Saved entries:

PR #108, opened 2020-02-05
PoSt updates

sternhenri:
- removed unnecessary surprise challenge code. Only a constant number are challenged, and checked for.
- change electionPoSt eligibility to eligible unless surprise is missed (rather than unless is challenged)
- fix a couple mistakes
- remove no_surprise_challenge_period: fallback always occurs regardless of ePoSt

left TODO:
- power only after first post
- deal with ChallengedSectors stuff

### DIFF
--- a/actors/builtin/storage_miner/storage_miner_actor_state.go
+++ b/actors/builtin/storage_miner/storage_miner_actor_state.go
@@ -59,9 +59,6 @@ type MinerPoStState struct {
 	//  `epochUndefined` if not currently challeneged.
 	SurpriseChallengeEpoch abi.ChainEpoch
 
-	// Not empty iff the miner is challenged.
-	ChallengedSectors []abi.SectorNumber
-
 	// Number of surprised post challenges that have been failed since last successful PoSt.
 	// Indicates that the claimed storage power may not actually be proven. Recovery can proceed by
 	// submitting a correct response to a subsequent SurprisePoSt challenge, up until
@@ -261,7 +258,7 @@ func (mps *MinerPoStState) isChallenged() bool {
 }
 
 func (mps *MinerPoStState) isPoStOk() bool {
-	return !mps.isChallenged() && !mps.hasFailedPost()
+	return !mps.hasFailedPost()
 }
 
 func (mps *MinerPoStState) hasFailedPost() bool {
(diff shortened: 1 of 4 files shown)


actors/builtin/storage_miner/storage_miner_actor_state.go
```diff
@@ -35,9 +35,6 @@ type MinerPoStState struct {
 	//  `epochUndefined` if not currently challeneged.
 	SurpriseChallengeEpoch abi.ChainEpoch
 
-	// Not empty iff the miner is challenged.
-	ChallengedSectors []abi.SectorNumber
```
zixuanzh: Blocking: unless I am missing something, dont think we should remove this even though a constant number is challenged. This is a snapshot of the sectors that are challenged. Let's discuss in sync

actors/runtime/indices/indices.go
```diff
@@ -255,20 +255,20 @@ func StorageMining_SurprisePoStProvingPeriod() abi.ChainEpoch {
...
 	const MAX_CONSECUTIVE_FAULTS = 3 // placeholder
 	return MAX_CONSECUTIVE_FAULTS
 }
 
+// number of sectors to be proven as part of the surprise PoSt
+func StoragePower_NumSurprisePoStSectors() int64 {
+	//PARAM_FINISH
+	const NUM_SURPRISE_SECTORS = 200 //placeholder
+	return NUM_SURPRISE_SECTORS
+}
```
anorth: This will move to storage_power/policy in #103

anorth:
cc @whyrusleeping

actors/builtin/storage_miner/storage_miner_actor_state.go
sternhenri: I don't understand what this does and assumed that this was based on a misunderstanding of how the proofs lib works. All sectors are submitted to the proofs lib, which randomly samples a wanted number cc @porcuquine. What is this meant to do @zixuanzh ?

sternhenri: synced w ZX. This is meant to be a cached version of the proving set used to know what got challenged (in case new sectors are added). Must be worked with concurrently with whole power accounting concept. But was wrong in actor code right now (or incomplete in any case). Handled in follow up PR.

anorth: That makes sense, should be simple as a CID.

■ **Activity**:
Copy out the lines starting at the one containing "sternhenri: I don't" and ending with the last line of the entries. Include nothing else.

■ **Exercise answer**:
sternhenri: I don't understand what this does and assumed that this was based on a misunderstanding of how the proofs lib works. All sectors are submitted to the proofs lib, which randomly samples a wanted number cc @porcuquine. What is this meant to do @zixuanzh ?

sternhenri: synced w ZX. This is meant to be a cached version of the proving set used to know what got challenged (in case new sectors are added). Must be worked with concurrently with whole power accounting concept. But was wrong in actor code right now (or incomplete in any case). Handled in follow up PR.

anorth: That makes sense, should be simple as a CID.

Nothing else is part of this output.